Not necessarily! As part of the VKD3D project, the Wine folks have written a FOSS d3dcompiler that we can use instead. The project is still relatively young, but it’s at least good enough for FNA’s purposes.
EDIT: Since writing this post, I learned that Clang is adding HLSL support with the intention of adding a DXBC backend in the future!
Why DXBC and not DXIL/SPIRV?
Unlike those intermediate formats, the DXBC spec is not ungodly huge, and it’s no longer changing. If we can translate the finite set of opcodes, we’re good to go.
In fact, there’s already a library that does that exact sort of thing — MojoShader! We can use it as a foundation (or at least, an inspiration) and build on its ideas rather than building something from first principles.
DXBC is officially deprecated. Is that going to be a problem?
Newer HLSL shader models (6.0+) are locked behind DXIL, but that’s totally fine for our purposes. SM5 contains everything we would realistically need (including compute shaders!). Unless we decide we need mesh shaders, or raytracing, or wave intrinsics, I don’t see anything we’d be missing out on.
The tooling for DXBC is definitely not going away either. Even though DX12 has been around for almost 10 years at this point, pretty much every PC game still ships with DX11. Especially since we have VKD3D to protect us from the threat of FXC bitrot, I think we will be in good shape for the foreseeable future.
Does DXBC provide any other advantages beyond reducing the development cost for SDL_gpu, allowing developers to use a familiar shader language, and leveraging the existing HLSL shader ecosystem?
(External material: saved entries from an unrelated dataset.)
PR #131, opened 2023-07-07
Implement Incessant Rain (LC)

RyanOld:


internal/lightcone/nihility/incessantrain/incessantrain.go
unleashurgeek, line 1: The overall logic should be rewritten to better mimic game and reduce the number of modifiers used. Should only need two modifiers `incessant-rain` and `aether-code`

The `aether-code` modifier should be a simple 1 turn debuff similar to how `aetherCodeDebuff` is written now (just missing the stacking behavior)

The `incessant-rain` modifier should have the following:
* In the `Create`, add the EHR stat (like what is done for `ehrNCritCheck` now)
* `incessant-rain` should have the following listeners
  - `OnBeforeHitAll` for the crit rate hit buff (see other comment for fixes)
  - `OnAfterAttack` to capture list of attacked targets similar to how done in-game
  - `OnAfterAction` to perform applying aether code (they do this on action end rather than attack end for some reason, so need to mimic that behavior here which adds a bit more complexity)
* `incessant-rain` needs a state struct that contains the following (the state needs to also be passed as a pointer):
```go
type state struct {
  amt     float64
  targets []key.TargetID  // set to nil in Create
}
```
* In `OnAfterAttack`, all this listener should do is update `targets` in the state:
```go
func afterAttack(mod *modifier.Instance, e event.AttackEnd) {
  state := mod.State().(*state)
  state.targets = e.Targets
}
```
* In `OnAfterAction`, perform the apply aether code attempt. This should look somewhat like the following:
```go
func actionEnd(mod *modifier.Instance, e event.ActionEnd) {
  state := mod.State().(*state)

  // make new array for possible targets, loop through state.targets to filter
  validEnemies := make([]key.TargetID, 0, len(state.targets))
  for _, t := range state.targets {
    if mod.Engine().HPRatio(t) > 0 && !mod.Engine().HasModifier(t, code) {
      validEnemies = append(validEnemies, t)
    }
  }

  if validEnemyList != nil {
    // choose one enemy, apply debuff to them.
    chosenOne := validEnemyList[mod.Engine().Rand().Intn(len(validEnemyList))]
    mod.Engine().AddModifier(chosenOne, info.Modifier{
      Name:     code,
      Source:   mod.Owner(),
      Stats:    info.PropMap{prop.AllDamageTaken: state.amt},
      Chance:   1.0,
      Duration: 1,
    })
  }
  
  // set targets to nil at end to reset
  state.targets = nil
}
```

Why yes, I’m glad you asked! There’s actually another huge advantage: DXBC is a real shader format that D3D11 and D3D12 can actually ingest! Meaning, we have a definitive ground truth to test from as we develop new graphics backends! If we’re ever in doubt about whether some shader behavior on Metal/Vulkan/whatever is a bug, we can check against the D3D11/12 implementation and verify. (If we want to be 100% sure we’re not witnessing driver bugs, we can check the software WARP implementation!)
Additionally, this means we could just not translate shaders on Windows! SDL can consume the shader binary and pass it through directly to D3D. Niiice! Of course, there’s nothing stopping us from translating back to HLSL/DXIL if we need to.
The Shader Model 5.0 ISA contains 203 instructions. That’s still awfully complex, isn’t it?
It’s nothing to sneeze at for sure, but a lot of the instructions are variants of each other, or only used by hull/domain/geometry shaders, which I highly doubt we are going to support. I think it’s totally reasonable to start with the SM4 instructions (of which there are 102) since those are more broadly applicable, and then add SM5 instructions as needed.
We also have this parser from VKD3D we can use as a reference if needed.
What happens if a developer tries to use a shader with opcodes that we don’t currently translate?
To ensure that developers write and ship shaders that are compatible with the subset of the ISA that we support, we can easily write up a runtime validation checker for DEBUG builds, which would scan shader bytecode input for any unrecognized opcodes and spit out error information.
Are there legal issues afoot with using a proprietary bytecode?
I sure hope not, because we’ve been shipping DXBC translators in games for many years!
So are you saying DXBC is perfect?
Nope! There are some clear drawbacks with this approach:
However, despite these issues, I still think DXBC is the best existing option we have, and it's worth considering before we dive full-force into writing our own entire stack.